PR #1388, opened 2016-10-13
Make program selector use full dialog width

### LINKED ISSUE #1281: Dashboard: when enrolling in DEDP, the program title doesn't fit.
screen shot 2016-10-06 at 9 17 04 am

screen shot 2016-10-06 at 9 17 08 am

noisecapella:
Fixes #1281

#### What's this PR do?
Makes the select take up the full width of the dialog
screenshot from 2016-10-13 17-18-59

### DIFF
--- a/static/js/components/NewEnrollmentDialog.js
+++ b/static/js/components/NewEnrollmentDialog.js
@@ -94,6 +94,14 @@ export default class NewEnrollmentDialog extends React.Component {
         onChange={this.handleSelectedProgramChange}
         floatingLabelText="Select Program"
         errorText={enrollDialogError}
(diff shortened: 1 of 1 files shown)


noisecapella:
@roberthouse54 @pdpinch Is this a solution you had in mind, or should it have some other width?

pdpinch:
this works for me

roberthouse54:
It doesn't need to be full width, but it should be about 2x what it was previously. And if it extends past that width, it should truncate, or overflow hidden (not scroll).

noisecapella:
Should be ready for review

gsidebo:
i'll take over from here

▸ **What you are asked to do**
This exercise calls for every record above to be written out again exactly.

▸ **Finished exercise**
PR #1388, opened 2016-10-13
Make program selector use full dialog width

### LINKED ISSUE #1281: Dashboard: when enrolling in DEDP, the program title doesn't fit.
screen shot 2016-10-06 at 9 17 04 am

screen shot 2016-10-06 at 9 17 08 am

noisecapella:
Fixes #1281

#### What's this PR do?
Makes the select take up the full width of the dialog
screenshot from 2016-10-13 17-18-59

### DIFF
--- a/static/js/components/NewEnrollmentDialog.js
+++ b/static/js/components/NewEnrollmentDialog.js
@@ -94,6 +94,14 @@ export default class NewEnrollmentDialog extends React.Component {
         onChange={this.handleSelectedProgramChange}
         floatingLabelText="Select Program"
         errorText={enrollDialogError}
(diff shortened: 1 of 1 files shown)


noisecapella:
@roberthouse54 @pdpinch Is this a solution you had in mind, or should it have some other width?

pdpinch:
this works for me

roberthouse54:
It doesn't need to be full width, but it should be about 2x what it was previously. And if it extends past that width, it should truncate, or overflow hidden (not scroll).

noisecapella:
Should be ready for review

gsidebo:
i'll take over from here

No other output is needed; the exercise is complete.